## Task brief
From the listing below, output only the lines starting at the line that has "PR #842, opened 2017-12-16" and ending at the line that has "### LINKED ISSUE", exactly as they appear, ends included.
+++ Material provided
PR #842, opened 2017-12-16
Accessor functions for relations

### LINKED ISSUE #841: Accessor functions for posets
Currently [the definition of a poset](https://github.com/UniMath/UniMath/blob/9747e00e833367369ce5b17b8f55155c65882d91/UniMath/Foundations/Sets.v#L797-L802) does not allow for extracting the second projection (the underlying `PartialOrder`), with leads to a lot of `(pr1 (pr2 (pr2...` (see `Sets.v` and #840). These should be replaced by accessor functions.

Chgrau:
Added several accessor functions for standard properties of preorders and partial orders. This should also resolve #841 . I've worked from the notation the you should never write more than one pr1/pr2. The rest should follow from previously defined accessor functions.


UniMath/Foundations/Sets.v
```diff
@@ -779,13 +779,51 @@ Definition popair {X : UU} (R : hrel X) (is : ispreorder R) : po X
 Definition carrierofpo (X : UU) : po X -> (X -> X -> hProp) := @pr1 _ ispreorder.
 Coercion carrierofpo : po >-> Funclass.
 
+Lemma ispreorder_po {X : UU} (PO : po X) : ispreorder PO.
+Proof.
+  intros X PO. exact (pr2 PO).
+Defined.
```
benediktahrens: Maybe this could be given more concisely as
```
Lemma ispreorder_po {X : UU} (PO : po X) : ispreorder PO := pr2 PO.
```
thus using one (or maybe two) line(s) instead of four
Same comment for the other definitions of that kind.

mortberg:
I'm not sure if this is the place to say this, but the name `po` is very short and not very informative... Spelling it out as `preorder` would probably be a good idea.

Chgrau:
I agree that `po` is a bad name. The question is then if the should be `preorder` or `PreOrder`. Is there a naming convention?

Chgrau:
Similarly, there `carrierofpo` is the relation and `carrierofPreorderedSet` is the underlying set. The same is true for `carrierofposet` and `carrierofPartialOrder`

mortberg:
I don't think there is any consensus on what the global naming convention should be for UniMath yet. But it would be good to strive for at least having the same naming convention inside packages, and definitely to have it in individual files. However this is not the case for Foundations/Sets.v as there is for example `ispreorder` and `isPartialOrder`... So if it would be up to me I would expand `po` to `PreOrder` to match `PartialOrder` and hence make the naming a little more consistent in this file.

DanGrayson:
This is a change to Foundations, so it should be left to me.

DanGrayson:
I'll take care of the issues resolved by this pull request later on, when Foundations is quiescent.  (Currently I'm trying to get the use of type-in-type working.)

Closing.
++++++
+++ Material provided
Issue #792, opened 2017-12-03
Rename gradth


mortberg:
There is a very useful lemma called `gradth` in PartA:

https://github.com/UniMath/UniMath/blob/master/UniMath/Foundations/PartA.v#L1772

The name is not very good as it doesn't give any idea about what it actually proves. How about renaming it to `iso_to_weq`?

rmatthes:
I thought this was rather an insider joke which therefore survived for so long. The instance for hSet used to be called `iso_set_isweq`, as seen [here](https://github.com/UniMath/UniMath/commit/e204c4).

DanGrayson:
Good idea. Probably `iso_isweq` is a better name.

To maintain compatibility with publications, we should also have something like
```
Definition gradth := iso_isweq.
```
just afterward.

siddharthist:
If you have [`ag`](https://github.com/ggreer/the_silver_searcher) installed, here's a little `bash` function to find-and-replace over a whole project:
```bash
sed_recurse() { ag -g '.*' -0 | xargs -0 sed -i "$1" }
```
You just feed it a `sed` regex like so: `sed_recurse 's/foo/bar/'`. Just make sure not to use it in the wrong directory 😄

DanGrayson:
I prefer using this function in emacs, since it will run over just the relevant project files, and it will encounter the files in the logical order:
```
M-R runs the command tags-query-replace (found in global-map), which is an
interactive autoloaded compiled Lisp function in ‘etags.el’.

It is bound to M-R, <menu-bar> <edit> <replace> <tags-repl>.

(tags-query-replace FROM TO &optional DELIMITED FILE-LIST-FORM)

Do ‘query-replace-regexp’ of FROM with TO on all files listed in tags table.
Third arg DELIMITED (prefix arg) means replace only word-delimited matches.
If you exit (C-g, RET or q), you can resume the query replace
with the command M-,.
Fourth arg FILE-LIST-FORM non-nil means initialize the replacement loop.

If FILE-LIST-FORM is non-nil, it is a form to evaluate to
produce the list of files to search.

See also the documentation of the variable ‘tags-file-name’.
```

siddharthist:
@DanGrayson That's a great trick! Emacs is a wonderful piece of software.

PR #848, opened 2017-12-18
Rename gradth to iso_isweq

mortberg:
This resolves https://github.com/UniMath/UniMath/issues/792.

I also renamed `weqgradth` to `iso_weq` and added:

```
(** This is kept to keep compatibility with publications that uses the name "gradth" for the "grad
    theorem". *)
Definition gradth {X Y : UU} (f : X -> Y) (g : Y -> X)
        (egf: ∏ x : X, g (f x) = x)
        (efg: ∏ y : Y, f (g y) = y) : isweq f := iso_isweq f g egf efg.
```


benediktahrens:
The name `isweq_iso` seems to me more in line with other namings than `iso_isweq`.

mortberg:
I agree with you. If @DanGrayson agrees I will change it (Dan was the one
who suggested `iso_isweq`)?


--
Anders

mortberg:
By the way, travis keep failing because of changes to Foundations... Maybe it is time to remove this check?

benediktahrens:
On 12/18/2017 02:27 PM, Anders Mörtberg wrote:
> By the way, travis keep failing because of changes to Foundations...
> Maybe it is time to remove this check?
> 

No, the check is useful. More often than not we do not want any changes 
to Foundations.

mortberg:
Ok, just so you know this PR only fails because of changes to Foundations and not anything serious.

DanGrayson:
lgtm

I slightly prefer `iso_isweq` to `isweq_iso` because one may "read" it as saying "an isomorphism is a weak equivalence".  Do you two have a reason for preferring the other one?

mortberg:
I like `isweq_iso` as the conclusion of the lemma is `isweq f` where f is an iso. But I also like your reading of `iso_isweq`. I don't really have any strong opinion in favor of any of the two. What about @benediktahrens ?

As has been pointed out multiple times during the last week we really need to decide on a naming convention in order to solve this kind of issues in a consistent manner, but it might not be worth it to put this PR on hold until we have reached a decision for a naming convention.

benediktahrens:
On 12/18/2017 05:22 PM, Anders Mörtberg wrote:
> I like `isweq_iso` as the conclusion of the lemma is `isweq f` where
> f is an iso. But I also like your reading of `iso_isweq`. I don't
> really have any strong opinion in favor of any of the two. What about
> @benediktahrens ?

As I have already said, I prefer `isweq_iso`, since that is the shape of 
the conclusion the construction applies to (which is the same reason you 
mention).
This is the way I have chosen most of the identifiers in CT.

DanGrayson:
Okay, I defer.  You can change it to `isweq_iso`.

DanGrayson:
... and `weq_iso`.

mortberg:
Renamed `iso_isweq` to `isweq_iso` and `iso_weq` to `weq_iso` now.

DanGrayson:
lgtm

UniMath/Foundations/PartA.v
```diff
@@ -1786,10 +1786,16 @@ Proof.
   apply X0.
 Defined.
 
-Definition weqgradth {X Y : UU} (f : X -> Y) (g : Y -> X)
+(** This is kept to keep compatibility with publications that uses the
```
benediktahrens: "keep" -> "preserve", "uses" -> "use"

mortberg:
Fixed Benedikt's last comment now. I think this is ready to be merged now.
++++++
## Problem solution
PR #842, opened 2017-12-16
Accessor functions for relations

### LINKED ISSUE #841: Accessor functions for posets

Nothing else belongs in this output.